-- WHAT NEEDS TO BE DONE --
Please write out all of the entries exactly as they appear.

[Stored items]
• • •

PR #997, opened 2016-09-25
Update documentation for cert-attach

jesushernandez:
Since the schedulers (cloudformation and the old one) rely on the `SSLCertificateId` property, which accepts both a IAM server certificate ARN and a ACM certificate ARN, `emp cert-attach` is valid for both types of certificates.

I have tested this and it works (attaching an ACM cert to the external ELB).

As a side question: at the moment you cannot attach a certificate once an application has been already created and deployed. Is this a feature? If it is, should we mention it in the docs?

Thanks.


ejholmes:
Looks great! Thanks @jesushernandez!

PR #211, opened 2017-04-18
Fix #206 Implement splash screen

### LINKED ISSUE #206: Implement splash screen
See https://www.bignerdranch.com/blog/splash-screens-the-right-way/
Material Design Spec: https://material.io/guidelines/patterns/launch-screens.html

stefan-niedermann:
See #206

### DIFF
--- a/app/src/main/AndroidManifest.xml
+++ b/app/src/main/AndroidManifest.xml
@@ -14,14 +14,19 @@
         android:networkSecurityConfig="@xml/network_security_config"
         android:supportsRtl="true"
         android:theme="@style/OwnCloud">
-
+        <activity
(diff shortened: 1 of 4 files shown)


korelstar:
I like this!

What about adding the app name (like a "tagline" in the material design specification) below of the icon (resp. above of the lower border) in a large font but not bold (and IMHO not uppercase like in the documentation example); maybe in blue?

stefan-niedermann:
I thought more about adding an empty material action bar at the top, so it looks like the layout already has been loaded.
Adding a tagline could be nice as well, but i would prefer a grey color.

stefan-niedermann:
It's not as easy as i thought to add some text... i will merge this change as it is already an noteable improvement compared to master and if anyone has time (s)he can make it more beautiful.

• • •

-- WRITTEN ANSWER --
PR #997, opened 2016-09-25
Update documentation for cert-attach

jesushernandez:
Since the schedulers (cloudformation and the old one) rely on the `SSLCertificateId` property, which accepts both a IAM server certificate ARN and a ACM certificate ARN, `emp cert-attach` is valid for both types of certificates.

I have tested this and it works (attaching an ACM cert to the external ELB).

As a side question: at the moment you cannot attach a certificate once an application has been already created and deployed. Is this a feature? If it is, should we mention it in the docs?

Thanks.


ejholmes:
Looks great! Thanks @jesushernandez!

PR #211, opened 2017-04-18
Fix #206 Implement splash screen

### LINKED ISSUE #206: Implement splash screen
See https://www.bignerdranch.com/blog/splash-screens-the-right-way/
Material Design Spec: https://material.io/guidelines/patterns/launch-screens.html

stefan-niedermann:
See #206

### DIFF
--- a/app/src/main/AndroidManifest.xml
+++ b/app/src/main/AndroidManifest.xml
@@ -14,14 +14,19 @@
         android:networkSecurityConfig="@xml/network_security_config"
         android:supportsRtl="true"
         android:theme="@style/OwnCloud">
-
+        <activity
(diff shortened: 1 of 4 files shown)


korelstar:
I like this!

What about adding the app name (like a "tagline" in the material design specification) below of the icon (resp. above of the lower border) in a large font but not bold (and IMHO not uppercase like in the documentation example); maybe in blue?

stefan-niedermann:
I thought more about adding an empty material action bar at the top, so it looks like the layout already has been loaded.
Adding a tagline could be nice as well, but i would prefer a grey color.

stefan-niedermann:
It's not as easy as i thought to add some text... i will merge this change as it is already an noteable improvement compared to master and if anyone has time (s)he can make it more beautiful.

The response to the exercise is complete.